The two external calls are declared starting "C.", indicating that these are ordinary external C calls -- i.e. those functions execute in the stack of the KRoC run-time system and must not call any CIF functions that require a process context. A typical implementation of the above C functions could be:

    #include "cifccsp.h"

    /* actual functions */

    static void real_example_init (Channel *kyb, Channel *scr, Channel *err, Process **pptr)
    {
        *pptr = ProcAlloc (demo_process, 65536, 3, kyb, scr, err);
        return;
    }

    static void real_example_cleanup (Process **pptr)
    {
        ProcAllocClean (*pptr);
        *pptr = NULL;
        return;
    }

    /* interface glue */

    void _example_init (int *ws) {
        real_example_init ((Channel *)(ws[0]), (Channel *)(ws[1]), (Channel *)(ws[2]),
                           (Process **)(ws[3]));
    }

    void _example_cleanup (int *ws) {
        real_example_cleanup ((Process **)(ws[0]));
    }
		

The other required function is the actual "demo_process" process. Unlike the C functions above, this runs in a process context. I.e. it has its own stack (65536 bytes) and may communicate on the 3 channels passed to it. A simple hello-world process could be implemented using:

    static void demo_process (Process *me, Channel *kyb, Channel *scr, Channel *err)
    {
        static char *message = "hello, C world!\n";
        char *ch;

        for (ch = message; *ch != '\0'; ch++) {
            ChanOutChar (scr, *ch);
        }
    }
		

This simple process only uses ChanOutChar(); the various other CIF examples are more extensive, covering: building and running process networks; communication with parallel occam-pi processes; external C calls; blocking system-calls; time and timeouts; mobile channel-type parameters, communication and shared-end handling; plus a variety of others. To compile the above C fragment, a command similar to the following should be used, assuming the above C code is in a "demo.c" file:

    bash$ gcc -O2 -Wall -fomit-frame-pointer -fno-defer-pop -c -o demo.o demo.c
		

The corresponding occam-pi code (e.g. in "mydemo.occ") would then be compiled with:

    bash$ kroc mydemo.occ demo.o -lcif
		

The following sections describe the API for C processes, grouped by functionality. In most cases, these "functions" are pre-processor macros that translate to C function calls or inline assembler, defined in the "cifccsp.h" file.

Process Control

These functions provide mechanisms to allocate, free and run processes. The functions ProcAlloc(), ProcInit(), ProcParam(), ProcAllocClean() and ProcInitClean() may be called from outside of a CIF process context.
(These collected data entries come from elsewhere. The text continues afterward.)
PR #516, opened 2016-05-10
layers: Validate no active render pass when ending command buffer

cnorthrop:
We hit this case while debugging an application.  Per the spec:
"vkEndCommandBuffer must not be called inside a render pass instance"

Tested on Android, built from OSX, could use a test pass on desktop.


lentinem:
+1

mark-lunarg:
Can you add a TEST_DESCRIPTION() to the LVT?  LGTM, +1.

cnorthrop:
TEST_DESCRIPTION() added and re-pushed.

layers/core_validation.cpp
```diff
@@ -6153,6 +6153,12 @@ VKAPI_ATTR VkResult VKAPI_CALL EndCommandBuffer(VkCommandBuffer commandBuffer) {
     std::unique_lock<std::mutex> lock(global_lock);
     GLOBAL_CB_NODE *pCB = getCBNode(dev_data, commandBuffer);
     if (pCB) {
+        if (pCB->activeRenderPass != VK_NULL_HANDLE) {
+            skipCall |= log_msg(dev_data->report_data, VK_DEBUG_REPORT_ERROR_BIT_EXT, (VkDebugReportObjectTypeEXT)0, 0, __LINE__,
+                                DRAWSTATE_END_BUFFER_ACTIVE_RENDERPASS, "DS",
+                                "vkEndCommandBuffer called with an active render pass: renderPass (%#" PRIxLEAST64 ")",
+                                (uint64_t)pCB->activeRenderPass);
+        }
```
tobine: Existing "insideRenderPass()" function should be used here instead. Search code for "insideRenderPass(" to see examples.

layers/core_validation_error_enums.h
```diff
@@ -140,6 +140,7 @@ typedef enum _DRAW_STATE_ERROR {
                                                 // RenderPass is active
     DRAWSTATE_NO_ACTIVE_RENDERPASS,             // Rendering cmd submitted without an active
                                                 // RenderPass
+    DRAWSTATE_END_BUFFER_ACTIVE_RENDERPASS,     // Ending Command Buffer with active RenderPass
```
tobine: No need for new enum. You can piggy-back on the existing "DRAWSTATE_INVALID_RENDERPASS_CMD" enum.

layers/vk_validation_layer_details.md
```diff
@@ -70,6 +70,7 @@ The Draw State portion of the core validation layer tracks state leading into Dr
 | Valid RenderPass | Flag error if attempt made to Begin/End/Continue a NULL or otherwise invalid RenderPass object | INVALID_RENDERPASS | vkCmdBeginRenderPass vkCmdEndRenderPass vkBeginCommandBuffer | NullRenderPass | NA |
 | RenderPass Compatibility | Verify that active renderpass is compatible with renderpass specified in secondary command buffer, and that renderpass specified for a framebuffer is compatible with renderpass specified in secondary command buffer | RENDERPASS_INCOMPATIBLE | vkCmdExecuteCommands vkBeginCommandBuffer | TBD | None |
 | Framebuffer Compatibility | If a framebuffer is passed to secondary command buffer in vkBeginCommandBuffer, then it must match active renderpass (if any) at time of vkCmdExecuteCommands | FRAMEBUFFER_INCOMPATIBLE | vkCmdExecuteCommands | TBD | None |
+| No Active Render Pass when Ending Command Buffer | Verify that there is no active render pass when ending command buffer | END_BUFFER_ACTIVE_RENDERPASS | vkEndCommandBuffer | EndCommandBufferWithActiveRenderPass | None |
```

• Process *ProcAlloc (void (*func)(void), int stacksize, int nargs, ...)

  Allocates and initialises a new C process with the entry-point func, that takes nargs parameters (given as var-args). A stack size of stacksize bytes is allocated for the process. On success, a Process * pointer is returned, NULL on failure.

• Process *ProcInit (void (*func)(void), int *stackptr, int stacksize, int nargs, ...)

  Allocates and initialises a new C process with the entry-point func, that takes nargs parameters (given as var-args). Instead of allocating a new stack, the user-specified stack at stackptr for stacksize bytes is used. On success, a Process * pointer is returned, NULL on failure.

• void ProcParam (Process *p, ...)

  Changes the parameters of the process p. The same number of user function-arguments as given to ProcAlloc() or ProcInit() must be given here. Note that this should only be used on a process that has been initialised, but not yet executed.

• void ProcAllocClean (Process *p)

  Frees a process p allocated using ProcAlloc().

• void ProcInitClean (Process *p)

  Frees a process p allocated using ProcInit().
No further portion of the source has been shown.